Under the multi-program research collaboration, Profluent will use its generative AI models to design site-specific recombinases for multiple genomic targets tied to diseases with severe unmet medical needs. Lilly will then take the lead on preclinical development, clinical trials, regulatory approvals, and commercialization. Profluent receives an undisclosed upfront payment and committed research and development funding, with eligibility for up to $2.25 billion in development and commercial milestone payments plus tiered royalties on future net sales.

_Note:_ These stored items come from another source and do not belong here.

PR #91, opened 2022-10-19
fix: calculated list properties

tskimmett:
Prevent infinite recursion which occurs when calculating a list property for the first time. Since the property would not be initialized to a default (empty list), trying to get the current value of the property to perform the list update results in infinite recursion of the calculation rule.


src/calculated-property-rule.ts
```diff
@@ -102,6 +102,10 @@ export class CalculatedPropertyRule extends Rule {
 
 		// modify list properties to match the calculated value instead of overwriting the property
 		if (this.property.isList) {
+			// calculated lists need to be initialized to prevent infinite recursion when trying to get the current value below
+			if (Property$pendingInit(obj, this.property))
+				Property$init(this.property, obj, []);
```
mattheyan, line 107: Minor quibble. Is there a way to do this without using the "private" `Property$` functions? There is an `isInited` method on the property that you could use, though maybe the "pending init" concept is important here? And if the property isn't initialized then you could instead set the property value (the no change and update logic wouldn't be necessary). I'm not sure if the setter would do quite what you want in this case (looks like it might also require the property to be initialized), though if not then I think you could argue that's a bug.

src/calculated-property-rule.ts
```diff
@@ -1,6 +1,6 @@
 import { Rule, RuleInvocationOptions, RuleOptions } from "./rule";
```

The deal centers on what both companies describe as a holy grail in genetic medicine: kilobase-scale DNA editing. While CRISPR and base editing technologies excel at making small, targeted changes to DNA — knocking out genes or swapping individual nucleotide bases — they struggle to insert long stretches of genetic material, sometimes entire genes, at specific locations. Recombinases, a class of enzymes that can cut, rearrange, and insert large DNA sequences, offer a potential solution. The problem is that naturally occurring recombinases rarely target the exact genomic locations needed for therapeutic purposes.

That is where Profluent's AI enters the picture. The company's machine learning platform, trained on what it calls the world's largest protein dataset including the most comprehensive database of naturally occurring recombinases, generates entirely novel protein designs programmed to target precise locations in the genome.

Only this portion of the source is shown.